**Your task**
Would you return all of this data exactly, leaving nothing out?

::: Supplied information :::

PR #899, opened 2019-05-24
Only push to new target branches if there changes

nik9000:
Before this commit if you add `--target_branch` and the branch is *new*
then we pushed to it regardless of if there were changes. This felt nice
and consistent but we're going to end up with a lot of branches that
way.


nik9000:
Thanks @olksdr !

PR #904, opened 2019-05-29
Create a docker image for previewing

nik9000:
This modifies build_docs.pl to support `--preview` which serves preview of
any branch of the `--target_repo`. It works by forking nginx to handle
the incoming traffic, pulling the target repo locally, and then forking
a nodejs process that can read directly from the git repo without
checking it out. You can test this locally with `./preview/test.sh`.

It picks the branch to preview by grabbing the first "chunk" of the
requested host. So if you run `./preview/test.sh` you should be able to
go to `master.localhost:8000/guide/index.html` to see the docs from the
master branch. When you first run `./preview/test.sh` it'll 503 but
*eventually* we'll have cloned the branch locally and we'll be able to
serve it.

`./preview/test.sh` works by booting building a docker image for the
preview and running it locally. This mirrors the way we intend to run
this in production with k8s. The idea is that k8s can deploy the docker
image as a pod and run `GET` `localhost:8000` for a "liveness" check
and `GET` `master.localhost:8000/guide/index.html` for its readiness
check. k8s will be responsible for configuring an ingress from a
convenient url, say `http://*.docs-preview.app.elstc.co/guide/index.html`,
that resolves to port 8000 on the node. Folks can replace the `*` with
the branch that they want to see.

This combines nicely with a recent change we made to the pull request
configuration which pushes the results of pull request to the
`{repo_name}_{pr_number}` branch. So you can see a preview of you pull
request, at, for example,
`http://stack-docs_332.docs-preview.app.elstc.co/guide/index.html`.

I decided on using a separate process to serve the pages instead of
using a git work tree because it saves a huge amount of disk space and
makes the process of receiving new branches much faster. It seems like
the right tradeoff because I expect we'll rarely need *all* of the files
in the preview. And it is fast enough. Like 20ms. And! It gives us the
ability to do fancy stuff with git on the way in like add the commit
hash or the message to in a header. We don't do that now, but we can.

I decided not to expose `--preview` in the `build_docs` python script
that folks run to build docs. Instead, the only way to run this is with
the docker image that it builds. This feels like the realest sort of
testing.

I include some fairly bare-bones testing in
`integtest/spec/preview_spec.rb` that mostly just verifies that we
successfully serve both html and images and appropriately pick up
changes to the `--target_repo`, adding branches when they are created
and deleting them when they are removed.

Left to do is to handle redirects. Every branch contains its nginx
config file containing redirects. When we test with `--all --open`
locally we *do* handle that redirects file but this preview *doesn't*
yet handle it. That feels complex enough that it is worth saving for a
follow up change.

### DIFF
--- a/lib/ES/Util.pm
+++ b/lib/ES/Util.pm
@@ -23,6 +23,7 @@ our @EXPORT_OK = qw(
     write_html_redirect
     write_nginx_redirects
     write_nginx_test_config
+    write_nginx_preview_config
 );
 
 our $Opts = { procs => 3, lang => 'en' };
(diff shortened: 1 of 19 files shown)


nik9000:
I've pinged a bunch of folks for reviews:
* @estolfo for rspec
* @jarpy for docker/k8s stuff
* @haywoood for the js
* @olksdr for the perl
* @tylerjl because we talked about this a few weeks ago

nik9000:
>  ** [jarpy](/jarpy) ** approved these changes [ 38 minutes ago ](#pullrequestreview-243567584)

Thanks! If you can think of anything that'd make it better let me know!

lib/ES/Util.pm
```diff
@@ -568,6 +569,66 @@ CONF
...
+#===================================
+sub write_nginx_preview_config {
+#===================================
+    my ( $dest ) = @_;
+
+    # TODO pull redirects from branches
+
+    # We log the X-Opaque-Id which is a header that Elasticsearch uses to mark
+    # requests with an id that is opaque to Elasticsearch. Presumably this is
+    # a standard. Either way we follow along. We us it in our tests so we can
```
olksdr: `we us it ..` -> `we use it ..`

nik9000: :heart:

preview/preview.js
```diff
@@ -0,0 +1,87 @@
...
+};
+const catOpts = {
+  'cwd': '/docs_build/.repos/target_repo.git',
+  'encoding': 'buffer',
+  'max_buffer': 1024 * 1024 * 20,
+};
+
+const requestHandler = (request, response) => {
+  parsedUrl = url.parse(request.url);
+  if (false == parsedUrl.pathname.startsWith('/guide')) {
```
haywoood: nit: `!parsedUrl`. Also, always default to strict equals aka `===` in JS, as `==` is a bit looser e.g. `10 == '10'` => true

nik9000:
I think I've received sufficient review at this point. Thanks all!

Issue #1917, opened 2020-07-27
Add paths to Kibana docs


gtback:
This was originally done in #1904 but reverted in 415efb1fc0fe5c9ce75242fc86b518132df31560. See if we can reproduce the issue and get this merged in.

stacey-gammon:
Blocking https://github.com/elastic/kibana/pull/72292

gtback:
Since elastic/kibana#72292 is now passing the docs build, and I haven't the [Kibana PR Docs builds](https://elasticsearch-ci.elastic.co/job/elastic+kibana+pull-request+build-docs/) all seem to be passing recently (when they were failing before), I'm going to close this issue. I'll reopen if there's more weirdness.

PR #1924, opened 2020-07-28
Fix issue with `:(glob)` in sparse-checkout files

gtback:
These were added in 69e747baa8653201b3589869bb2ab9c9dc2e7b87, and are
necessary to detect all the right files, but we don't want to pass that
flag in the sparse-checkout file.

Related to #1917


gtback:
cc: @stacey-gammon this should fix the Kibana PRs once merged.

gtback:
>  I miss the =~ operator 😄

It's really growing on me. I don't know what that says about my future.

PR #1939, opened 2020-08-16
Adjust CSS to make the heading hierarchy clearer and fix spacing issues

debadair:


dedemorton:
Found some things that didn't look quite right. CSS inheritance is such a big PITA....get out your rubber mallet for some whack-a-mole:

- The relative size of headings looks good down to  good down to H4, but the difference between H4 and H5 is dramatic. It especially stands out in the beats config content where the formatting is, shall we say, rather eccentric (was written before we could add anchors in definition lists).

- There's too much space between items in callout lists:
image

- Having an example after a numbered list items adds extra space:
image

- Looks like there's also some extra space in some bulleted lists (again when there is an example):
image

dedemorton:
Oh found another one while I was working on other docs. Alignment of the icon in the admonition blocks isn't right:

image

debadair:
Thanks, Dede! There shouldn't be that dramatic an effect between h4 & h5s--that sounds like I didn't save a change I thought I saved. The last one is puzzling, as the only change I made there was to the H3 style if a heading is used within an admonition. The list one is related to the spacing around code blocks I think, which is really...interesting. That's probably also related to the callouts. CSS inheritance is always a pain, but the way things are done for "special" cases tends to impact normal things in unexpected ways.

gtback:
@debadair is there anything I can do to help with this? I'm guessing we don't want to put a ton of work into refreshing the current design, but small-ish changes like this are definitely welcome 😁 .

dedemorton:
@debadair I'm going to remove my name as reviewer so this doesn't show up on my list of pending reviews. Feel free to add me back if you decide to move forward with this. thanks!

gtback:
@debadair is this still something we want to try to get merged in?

:::

**Written solution**
PR #899, opened 2019-05-24
Only push to new target branches if there changes

nik9000:
Before this commit if you add `--target_branch` and the branch is *new*
then we pushed to it regardless of if there were changes. This felt nice
and consistent but we're going to end up with a lot of branches that
way.


nik9000:
Thanks @olksdr !

PR #904, opened 2019-05-29
Create a docker image for previewing

nik9000:
This modifies build_docs.pl to support `--preview` which serves preview of
any branch of the `--target_repo`. It works by forking nginx to handle
the incoming traffic, pulling the target repo locally, and then forking
a nodejs process that can read directly from the git repo without
checking it out. You can test this locally with `./preview/test.sh`.

It picks the branch to preview by grabbing the first "chunk" of the
requested host. So if you run `./preview/test.sh` you should be able to
go to `master.localhost:8000/guide/index.html` to see the docs from the
master branch. When you first run `./preview/test.sh` it'll 503 but
*eventually* we'll have cloned the branch locally and we'll be able to
serve it.

`./preview/test.sh` works by booting building a docker image for the
preview and running it locally. This mirrors the way we intend to run
this in production with k8s. The idea is that k8s can deploy the docker
image as a pod and run `GET` `localhost:8000` for a "liveness" check
and `GET` `master.localhost:8000/guide/index.html` for its readiness
check. k8s will be responsible for configuring an ingress from a
convenient url, say `http://*.docs-preview.app.elstc.co/guide/index.html`,
that resolves to port 8000 on the node. Folks can replace the `*` with
the branch that they want to see.

This combines nicely with a recent change we made to the pull request
configuration which pushes the results of pull request to the
`{repo_name}_{pr_number}` branch. So you can see a preview of you pull
request, at, for example,
`http://stack-docs_332.docs-preview.app.elstc.co/guide/index.html`.

I decided on using a separate process to serve the pages instead of
using a git work tree because it saves a huge amount of disk space and
makes the process of receiving new branches much faster. It seems like
the right tradeoff because I expect we'll rarely need *all* of the files
in the preview. And it is fast enough. Like 20ms. And! It gives us the
ability to do fancy stuff with git on the way in like add the commit
hash or the message to in a header. We don't do that now, but we can.

I decided not to expose `--preview` in the `build_docs` python script
that folks run to build docs. Instead, the only way to run this is with
the docker image that it builds. This feels like the realest sort of
testing.

I include some fairly bare-bones testing in
`integtest/spec/preview_spec.rb` that mostly just verifies that we
successfully serve both html and images and appropriately pick up
changes to the `--target_repo`, adding branches when they are created
and deleting them when they are removed.

Left to do is to handle redirects. Every branch contains its nginx
config file containing redirects. When we test with `--all --open`
locally we *do* handle that redirects file but this preview *doesn't*
yet handle it. That feels complex enough that it is worth saving for a
follow up change.

### DIFF
--- a/lib/ES/Util.pm
+++ b/lib/ES/Util.pm
@@ -23,6 +23,7 @@ our @EXPORT_OK = qw(
     write_html_redirect
     write_nginx_redirects
     write_nginx_test_config
+    write_nginx_preview_config
 );
 
 our $Opts = { procs => 3, lang => 'en' };
(diff shortened: 1 of 19 files shown)


nik9000:
I've pinged a bunch of folks for reviews:
* @estolfo for rspec
* @jarpy for docker/k8s stuff
* @haywoood for the js
* @olksdr for the perl
* @tylerjl because we talked about this a few weeks ago

nik9000:
>  ** [jarpy](/jarpy) ** approved these changes [ 38 minutes ago ](#pullrequestreview-243567584)

Thanks! If you can think of anything that'd make it better let me know!

lib/ES/Util.pm
```diff
@@ -568,6 +569,66 @@ CONF
...
+#===================================
+sub write_nginx_preview_config {
+#===================================
+    my ( $dest ) = @_;
+
+    # TODO pull redirects from branches
+
+    # We log the X-Opaque-Id which is a header that Elasticsearch uses to mark
+    # requests with an id that is opaque to Elasticsearch. Presumably this is
+    # a standard. Either way we follow along. We us it in our tests so we can
```
olksdr: `we us it ..` -> `we use it ..`

nik9000: :heart:

preview/preview.js
```diff
@@ -0,0 +1,87 @@
...
+};
+const catOpts = {
+  'cwd': '/docs_build/.repos/target_repo.git',
+  'encoding': 'buffer',
+  'max_buffer': 1024 * 1024 * 20,
+};
+
+const requestHandler = (request, response) => {
+  parsedUrl = url.parse(request.url);
+  if (false == parsedUrl.pathname.startsWith('/guide')) {
```
haywoood: nit: `!parsedUrl`. Also, always default to strict equals aka `===` in JS, as `==` is a bit looser e.g. `10 == '10'` => true

nik9000:
I think I've received sufficient review at this point. Thanks all!

Issue #1917, opened 2020-07-27
Add paths to Kibana docs


gtback:
This was originally done in #1904 but reverted in 415efb1fc0fe5c9ce75242fc86b518132df31560. See if we can reproduce the issue and get this merged in.

stacey-gammon:
Blocking https://github.com/elastic/kibana/pull/72292

gtback:
Since elastic/kibana#72292 is now passing the docs build, and I haven't the [Kibana PR Docs builds](https://elasticsearch-ci.elastic.co/job/elastic+kibana+pull-request+build-docs/) all seem to be passing recently (when they were failing before), I'm going to close this issue. I'll reopen if there's more weirdness.

PR #1924, opened 2020-07-28
Fix issue with `:(glob)` in sparse-checkout files

gtback:
These were added in 69e747baa8653201b3589869bb2ab9c9dc2e7b87, and are
necessary to detect all the right files, but we don't want to pass that
flag in the sparse-checkout file.

Related to #1917


gtback:
cc: @stacey-gammon this should fix the Kibana PRs once merged.

gtback:
>  I miss the =~ operator 😄

It's really growing on me. I don't know what that says about my future.

PR #1939, opened 2020-08-16
Adjust CSS to make the heading hierarchy clearer and fix spacing issues

debadair:


dedemorton:
Found some things that didn't look quite right. CSS inheritance is such a big PITA....get out your rubber mallet for some whack-a-mole:

- The relative size of headings looks good down to  good down to H4, but the difference between H4 and H5 is dramatic. It especially stands out in the beats config content where the formatting is, shall we say, rather eccentric (was written before we could add anchors in definition lists).

- There's too much space between items in callout lists:
image

- Having an example after a numbered list items adds extra space:
image

- Looks like there's also some extra space in some bulleted lists (again when there is an example):
image

dedemorton:
Oh found another one while I was working on other docs. Alignment of the icon in the admonition blocks isn't right:

image

debadair:
Thanks, Dede! There shouldn't be that dramatic an effect between h4 & h5s--that sounds like I didn't save a change I thought I saved. The last one is puzzling, as the only change I made there was to the H3 style if a heading is used within an admonition. The list one is related to the spacing around code blocks I think, which is really...interesting. That's probably also related to the callouts. CSS inheritance is always a pain, but the way things are done for "special" cases tends to impact normal things in unexpected ways.

gtback:
@debadair is there anything I can do to help with this? I'm guessing we don't want to put a ton of work into refreshing the current design, but small-ish changes like this are definitely welcome 😁 .

dedemorton:
@debadair I'm going to remove my name as reviewer so this doesn't show up on my list of pending reviews. Feel free to add me back if you decide to move forward with this. thanks!

gtback:
@debadair is this still something we want to try to get merged in?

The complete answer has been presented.